The deeper fix is making actions observable. Ensure every tool returns a crisp, unambiguous signal of success or failure — a changed line count, a row ID, an explicit "no rows matched." Vague results like an empty string or a bare "OK" are loop fuel.
Failure mode two: the wrong tool call
When an agent has fifteen tools, it will sometimes pick the wrong one — calling a search tool when it should write, or a generic HTTP fetch when a purpose-built API tool exists. This is almost always a description problem, not a model problem. Tool descriptions are prompt engineering. If two tools have overlapping, vague descriptions, the model is guessing, and it will guess wrong under pressure.

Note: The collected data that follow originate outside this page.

Issue #332, opened 2017-12-21
Text table formats for awkward data


jeromekelleher:
One of the last remaining details to clear up before 0.5.0 is to decide how to handle the text data format for recent extensions. There are a few thorny issues:

1) How do we encode the metadata column? In principle this contains binary data, so we cannot just print it out as an utf-8 stream. On the other hand, if the column does contain text, it's a lot less useful to see a base64 encoded string than your actual JSON metadata. I think the best option here is to provide a boolean flag to force binary encoding of the metadata, but assume that the metadata is text by default. 

2) How do we deal with empty strings for ancestral and derived state (and indeed, metadata)? These are perfectly valid values now, and will cause problems with a white-space delimited file. The only real solution I can see here is to add a option to insist on tab-delimiting (allowing us to detect zero length strings), but to allow more lenient white-space delimiting by default, hopefully failing reasonably gracefully when a file with zero-length strings is provided.

Any thoughts on this @petrelharp, @ashander, @molpopgen?

petrelharp:
Text by default = good.

Empty strings: the problem is in text-based representations of site and mutation tables?  The only other option would be to quote everything, which would be annoying; I support strict tab-delimited files.

molpopgen:
Are we talking about representation in files, or when printed to the screen?  For the metadata, any text-based representation in files has to be a non-starter, as it would cause reasonable unit tests to fail due to the presence of floating-point values in the original data.

I'm imagining that meta-data will always be binary.  I really cannot see using JSON for this, as it has big overhead for lots of instances of small objects.   JSON would also have the same problems in causing test failures due to precision loss.  You would not be able to iterate over your simulated population and assert that you can find every mutation position or selection coefficient in your list of JSON objects.  Such a task is guaranteed to fail at some point.

I think some functional programming ideas would be handy here.  For example, asking the user to supply a callback that converts the binary metadata into something human-readable:

```python
def metatdata2txt( data ):
      x = pickle.loads(data)
      return x.__repr__() # or str(x), or some "{} {}".format() thing....
```

jeromekelleher:
Thanks for this @molpopgen, these are convincing arguments. Lets base64 encode metadata by default then for text formatting. We can add options for custom decoding for display later, but by default we should ensure the integrity of the data.

molpopgen:
[...]

PR #333, opened 2018-01-01
Text metadata

jeromekelleher:
This PR deals with the awkward corner cases for text formats discussed in #332, and finalises the text formats for 0.5.0. Changes:

1. Makes metadata ASCII safe by base64 encoding the data. This has the downside of making text metadata unreadable, but we can deal with that in the future by providing custom metadata decoders. For now, this approach ensures the integrity of of binary metadata, which is more important.
2. Deals with empty strings for ancestral and derived state by providing a ``sep`` argument to ``load_text``. If ``sep`` is not provided, we use a relaxed whitespace delimited method (which is the default). If ``sep`` is specified, a strict delimiting algorithm is used. (This is done by providing the sep argument directly to str.split, so we inherit these semantics from Python's built in method). The upshot is that we can reliably round-trip data by using ``sep="\t"`` in ``load_text``. We can also use other values as delimiters too (except comma, annoyingly, because of a left-over from edgeset parsing).

Once this is merged, I think the tables API is ready for documenting and release.

Any thoughts @petrelharp, @molpopgen?

### DIFF
--- a/lib/table.c
+++ b/lib/table.c
@@ -1667,14 +1667,8 @@ typedef struct {
     site_table_t *sites;
     mutation_table_t *mutations;
     migration_table_t *migrations;
-    /* sorting edges */
-    edge_sort_t *sorted_edges;
-    /* sorting sites */
+    /* Mapping from input site IDs to output site IDs */
     site_id_t *site_id_map;
-    site_t *sorted_sites;
-    mutation_t *sorted_mutations;
-    char *ancestral_state_mem;
-    char *derived_state_mem;
 } table_sorter_t;
 
 static int
@@ -1736,11 +1730,7 @@ table_sorter_alloc(table_sorter_t *self, node_table_t *nodes, edge_table_t *edge
     self->mutations = mutations;
     self->sites = sites;
     self->migrations = migrations;
-    self->sorted_edges = malloc(edges->num_rows * sizeof(edge_sort_t));
-    if (self->sorted_edges == NULL) {
-        ret = MSP_ERR_NO_MEMORY;
-        goto out;
-    }
+
     if (self->sites != NULL) {
         /* If you provide a site table, you must provide a mutation table (even if it is
          * empty */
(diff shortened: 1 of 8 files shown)


jeromekelleher:
Bumping this for @petrelharp --- I'm not sure if mentions in an edited comment trigger a notification. I think this is the last real code update before the doc-a-thon.

jeromekelleher:
> Except one minor thing: my inclination is to make sep ="\t"the default, at least in load_text if not in the various parse_* functions. This is because (a) having sep=None seems like an annoying gotcha when implementing insertions; (b) it is more intuitive to have round-trip-idempotent as the default; and (c) it seems easier to debug the case where you have sep="\t" but need a different value of sep (here the error should be apparent on the first line) than the case where you have sep=None but need sep="\t" (here the error may only appear far down the file).

Good points... I guess the reason for making sep=None by default was to avoid breaking existing code (including a large chunk of tests). My feeling is that insertions would be a relatively rare use case, and having a more relaxed algorithm by default was more useful. Also, having to specify ``sep=None`` to access the more convenient whitespace based splitting algorithm seems counterintuitive.

I agree with your arguments though. Perhaps a different API would be better? I don't see any value in allowing separators other than "\t" and general whitespace, so perhaps we should make the argument be ``strict=True`` by default?

petrelharp:
Good point about `None`, but no need to remove ability to use other separators, I'd say. I'd vote for one of the following two things:

1. Leave as-is, but make sure to say in the `load_text` documentation that if you've got indels, you must specify the `sep` argument.
2. or... Change the default in `load_text` to `sep="\t"`, add `sep=None` to everywhere it gets called in the tests (as necessary), and say in the documentation that `sep=None` gives you whitespace-splitting but it breaks on indels.

jeromekelleher:
I'd lean more towards (1), but have one more thing to bring up:

> Good point about None, but no need to remove ability to use other separators, I'd say. I'd vote for one of the following two things:

The annoying thing about allowing other separators is that we can't allow comma (which would surely be the most commonly used after tabs) because of our vestigial support for edgesets. The code will break in   mysterious ways at the moment if someone tries to use comma as the delimiter. Also, we should consider the metadata, which is base64 encoded. So, if someone tried to use +, = or / as the delimiter, things would also break in mysterious ways. We don't have a lot of useful delimiters left after that, and we have quite a few corner cases to check if we're going to code it up in a proper defensive manner. There are probably other subtle gotchas lying in wait too.

So, I don't really see what we gain by allowing a general 'sep' argument. I think that just allowing whitespace and having a ``strict`` option (defaulting to true) would be quite a bit simpler and solve the problems you've pointed out.

petrelharp:
Ah, I see.  So:

1. as above but also mention that `sep` can only be whitespace, or
2. Have the two options be `strict=True|False`, with `True` meaning `sep="\t"` and `sep=None` otherwise; with `strict=True` by default.

... but, (1) sounds good.

molpopgen:
Is it possible to "skip" the meta data upon printout?  What I mean is, in the absence of a custom decoder, take a cue from the default `__repr__` for Python instances of C/C++ types and simply write the meta-data as:

`<msprime.TableType.metadata_gibberish at XXX>`

where XXX may be the index of the gibberish in the table.  Then, if a custom decoder were present, you may simply output its return value.

This may help prevent pages of unreadable text being vomited out at the end user.

jeromekelleher:
> Is it possible to "skip" the meta data upon printout? What I mean is, in the absence of a custom decoder, take a cue from the default __repr__ for Python instances of C/C++ types and simply write the meta-data as:

Well there's a distinction here between printing out for human viewing and interchanging. This PR is all about interchange, where we need to be able to round-trip the metadata through the text format so we have to always base64 encode it. I think you're right about this for the ``__str__`` implementation though.

jeromekelleher:
Hmmm. I still don't see what you see as the benefit of having an arbitrary ``sep`` argument though @petrelharp... Rather than hold up this PR (and the documentation process) I'm going to merge what we have move the discuss to issue #337.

Audit your tool definitions the way you would audit ambiguous function names in a shared codebase. Each description should state precisely what the tool does, when to use it, and — critically — when not to use it. "Use this to read files" is weak. "Read the current contents of a file by absolute path. Use this before editing. Do not use this to list directories; use list_dir instead" steers the model decisively. Reducing the tool count for a given subagent also helps enormously; an agent with three sharply-scoped tools makes better choices than one with twenty fuzzy ones.
Failure mode three: hallucinated arguments
Hallucinated arguments are when the model calls the right tool with invented inputs — a file path that doesn't exist, a column name it never saw, a customer ID it pattern-matched into existence. The cause is usually that the needed value was never actually in context, so the model filled the gap with something plausible. The fix is twofold: schema strictness and grounding.
On schema strictness, define tool input schemas tightly with enums, formats, and required fields, and validate before execution. When validation fails, return the error to the model with a specific message — "path must be absolute and start with /; you passed a relative path" — rather than throwing. The model can correct from a good error far better than it can from a silent failure. On grounding, make sure the values the agent needs are present in context before it needs them. If it must reference a database column, give it the schema first. An agent that hallucinates arguments is often an agent that was asked to act without the facts.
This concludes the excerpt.